— Уф! — я тихонько щелкнул Алену по удачно обращенному ко мне носу. — Ты нарочно меня своими словечками изводишь? Бесовщина какая-то. И этим же языком ты в церкви молишься по воскресеньям?
— Димочка, ты правда хочешь выяснить, что еще я делаю этим языком?
— Очень смешно, дорогая… В общем, от таких подарков лучше держаться подальше. Приятелям еще куда ни шло — дари сколько влезет, а меня — уволь.

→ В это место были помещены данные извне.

PR #4926, opened 2024-01-31
events stream: Expose additional metrics as a new JSON column

badboy:
Checklist for reviewer:

┆Issue is synchronized with this [Jira Task](https://mozilla-hub.atlassian.net/browse/DENG-2556)

### DIFF
--- a/sql_generators/glean_usage/templates/events_stream_v1.query.sql
+++ b/sql_generators/glean_usage/templates/events_stream_v1.query.sql
@@ -37,7 +37,11 @@ WITH base AS (
     event.category as event_category,
     event.name as event_name,
     ARRAY_TO_STRING([event.category, event.name], '.') AS event, -- handles NULL values better
-    `mozfun.json.from_map`(event.extra) AS event_extra
+    `mozfun.json.from_map`(event.extra) AS event_extra,
+    JSON_STRIP_NULLS(
+      TO_JSON(metrics),  -- expose as easy to access JSON column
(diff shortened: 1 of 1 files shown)


sql_generators/glean_usage/templates/events_stream_v1.query.sql
```diff
@@ -37,7 +37,11 @@ WITH base AS (
     event.category as event_category,
     event.name as event_name,
     ARRAY_TO_STRING([event.category, event.name], '.') AS event, -- handles NULL values better
-    `mozfun.json.from_map`(event.extra) AS event_extra
+    `mozfun.json.from_map`(event.extra) AS event_extra,
+    JSON_STRIP_NULLS(
+      TO_JSON(metrics),  -- expose as easy to access JSON column
+      remove_empty => true -- no reason to keep empty objects around
```
badboy, line 43: There's also an option `include_arrays` that defaults to `TRUE`, which removes `null` from arrays.
So `[1, null, 2]` will turn into `[1, 2]`. 
We shouldn't have that data I think, but would it be safer to `include_arrays => FALSE` still?

quiiver: I would be incredibly surprised if we needed that but it also doesn't hurt to include the parameter.

quiiver (approved):
I'll leave it up to your decision if you want to add the `include_arrays => FALSE` parameter. otherwise, lgtm!

PR #4939, opened 2024-01-31
Path Filtering in CI

scholtzan:
This PR introduces path filtering in the CI. To use path filtering the CI config needs to be split up into two files:
* `.circleci/config.yml` which checks which paths were changed in the pull-request and sets pipeline parameters that function as flags
* `.circleci/workflows.yml` which contains the CI tasks definitions and the workflows that should be run depending on which flag is set

Currently, there are 3 different flags:
* `validate-bqetl` which triggers the workflow to run integration and unit tests on the `bqetl` tooling if a tooling related file changes
* `validate-sql` which runs SQL checks, stage deploys etc when a SQL file or generator changes
* `validate-routine` which runs UDF checks in addition to SQL checks

Workflows can be triggered manually using the pipeline parameters

Checklist for reviewer:

┆Issue is synchronized with this [Jira Task](https://mozilla-hub.atlassian.net/browse/DENG-2597)


.circleci/config.yml
```diff
@@ -1,832 +1,40 @@
...
+      and:
+        - not:
+            equal: [main, << pipeline.git.branch >>]
+    jobs:
+      - path-filtering/filter:
+          base-revision: main
+          config-path: .circleci/ci-config.yml
+          mapping: |
+            bigquery_etl/.* validate-bqetl true
+            tests/.* validate-bqetl true
```
ANich, line 33: I suspect there might be some changes here that it would be good to run through the sql jobs for - changes to how we handle schemas, metadata, views, etc.

.circleci/ci-config.yml
```diff
@@ -0,0 +1,934 @@
...
+      - deploy-changes-to-stage:
+          requires:
+            - generate-sql
+      - dry-run-sql:
+          requires:
+            - deploy-changes-to-stage
+      - test-sql:
+          context: data-eng-circleci-tests
+          requires:
+            - deploy-changes-to-stage
```
ANich, line 741: IIRC these take the majority of CI time. A short version of the proposal I was drafting:

It should be possible to run the sql jobs only on the affected artifacts. For e.g. if I change `table_a` which has upstream or downstream `table_b`, `udf_1`, `sql_generator_1`, and `view_a`, then only run the necessary generators and stage the necessary artifacts similar to the way `deploy-to-stage` works now. This would require some changes to sql generators since sometimes the dependencies aren't known until the generator gets run

kwindau (approved):

PR #8130, opened 2025-09-20
DENG-9727: Added mode last struct retain nulls udf

wwyc:
## Description

Added a `mode_last_struct_retain_nulls` UDF that returns the most frequent STRUCT in an array; if there’s a tie, it selects the latest occurrence. Use this to pick a single, self-consistent set of related fields (e.g., city, subdivision(s), country) together, rather than aggregating each field separately.  Retain nulls.

* DENG-9727

### DIFF
--- a/sql/mozfun/map/mode_last_struct_retain_nulls/udf.sql
+++ b/sql/mozfun/map/mode_last_struct_retain_nulls/udf.sql
@@ -30,222 +30,194 @@ CREATE OR REPLACE FUNCTION map.mode_last_struct_retain_nulls(entries ANY TYPE) A
 -- Tests
 SELECT
   -- 1) Most frequent wins (Berlin appears twice)
-  assert.equals(
-    TO_JSON_STRING(
-      STRUCT(
-        'Berlin' AS city,
-        'BE' AS subdivision1,
-        CAST(NULL AS STRING) AS subdivision2,
-        'DE' AS country
-      )
+  assert.struct_equals(
+    STRUCT(
+      'Berlin' AS city,
+      'BE' AS subdivision1,
+      CAST(NULL AS STRING) AS subdivision2,
+      'DE' AS country
     ),
-    TO_JSON_STRING(
-      map.mode_last_struct_retain_nulls(
-        [
-          STRUCT(
-            'Berlin' AS city,
-            'BE' AS subdivision1,
-            CAST(NULL AS STRING) AS subdivision2,
-            'DE' AS country
-          ),
-          STRUCT(
-            'Munich' AS city,
-            'BY' AS subdivision1,
-            CAST(NULL AS STRING) AS subdivision2,
-            'DE' AS country
-          ),
-          STRUCT(
-            'Berlin' AS city,
-            'BE' AS subdivision1,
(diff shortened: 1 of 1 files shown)


sql/mozfun/map/mode_last_struct_retain_nulls/udf.sql
```diff
@@ -0,0 +1,251 @@
...
+      last_pos DESC
+    LIMIT
+      1
+  )
+);
+
+-- Tests
+SELECT
+  -- 1) Most frequent wins (Berlin appears twice)
+  assert.equals(
```
BenWu: You should be able to use `assert.struct_equals` for all of these which will do `TO_JSON_STRING` for you and make this easier to read and edit.
```suggestion
  assert.struct_equals(
```

sql/mozfun/map/mode_last_struct_retain_nulls/udf.sql
```diff
@@ -0,0 +1,251 @@
...
+            'Berlin' AS city,
+            'BE' AS subdivision1,
+            CAST(NULL AS STRING) AS subdivision2,
+            'DE' AS country
+          )   -- latest among the tied
+        ]
+      )
+    )
+  ),
+-- 6) NULL struct occurs most frequently -> expect NULL
```
BenWu, line 167: This makes sense for this udf but for https://github.com/mozilla/bigquery-etl/pull/7974, wouldn't we want to consider Berlin as the first/last seen city in this case?

BenWu (commented):
Is there a difference in output with `stats.mode_last_retain_nulls`?  I remembered that bigquery recently(?) added support for grouping by structs so it's possible that `stats.mode_last_retain_nulls` works as-is.  Can you try putting these test cases in that udf?

sql/mozfun/map/mode_last_struct_retain_nulls/udf.sql
wwyc: This UDF would first be applied to stable tables to produce one row per client per day (mirroring baseline_clients_daily). We should retain NULLs at this stage: clients in cities with populations <15k or in locations MaxMind can’t map should remain NULL. If we drop NULLs here, we’d misrepresent a client’s true location and only capture them when they travel to a resolvable city. Downstream, the city_seen table can then keep only the non-NULL city values after this step.  I hope that makes sense?

wwyc:
> Is there a difference in output with `stats.mode_last_retain_nulls`? I remembered that bigquery recently(?) added support for grouping by structs so it's possible that `stats.mode_last_retain_nulls` works as-is. Can you try putting these test cases in that udf?

I tried putting these test cases in `stats.mode_last_retain_nulls` and they all passed.  So I think I can just use that udf and close this PR?

BenWu:
Yeah this one can be closed if the other udf does what you need

sql/mozfun/map/mode_last_struct_retain_nulls/udf.sql
BenWu: I'm not sure that matches what I was thinking so I might be misunderstanding where this is going to be used.  I'll see if it makes sense when I look at where the udf is used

— Дима! Опять? Проехали уже! Тебе-то что терять, кроме излишков генофонда? Ждешь, пока у тебя бомбанет в одном месте? Повезет еще, если только в штанах, а я вообще-то сейчас на голову смотрю. В конце концов, чем тебе бляди не угодили? Делают то же, что и все, только в десять раз лучше…
— Ничего не имею против их основной профессии, а вот побочные заработки этих леди заботят меня куда больше.
— Вон что… — понятливо споткнулась Алена. — Ты про это самое…
— Именно, — удостоверил я.
— Да ладно тебе, не все они стучат. И сам ты, извини за прямоту, в своем настоящем качестве мало кому интересен… ни конторе, ни прессе… Разве что по инерции или на перспективу… Каковы шансы, что подобная безделица где-нибудь всплывет?
— Кто ты, девочка? — я не мог отказать себе в удовольствии задать этот вопрос. — И куда дела мою сермяжную сестру Алену?
— Иди в жопу! — Алена была расстроена. — Слушай, солнышко. Ну, если подумать: какие секреты ты хранишь в своем клоповнике? Что ценного тут нароет эта гламурная феечка? Что такого может вынести наружу? Размер твоего хозяйства?
— Почему нет? — непринужденно сострил я. — Между прочим, это закрытая информация.
— Ага, закрытая! — сестренка невоспитанно хохотнула. — Ведь все твои девицы глаз не имеют и ничем таким друг с другом не делятся. Елки, да некоторые даже со мной пытались это перетереть, твари бесстыжие! Но я, Димочка, никого не слушала. Веришь?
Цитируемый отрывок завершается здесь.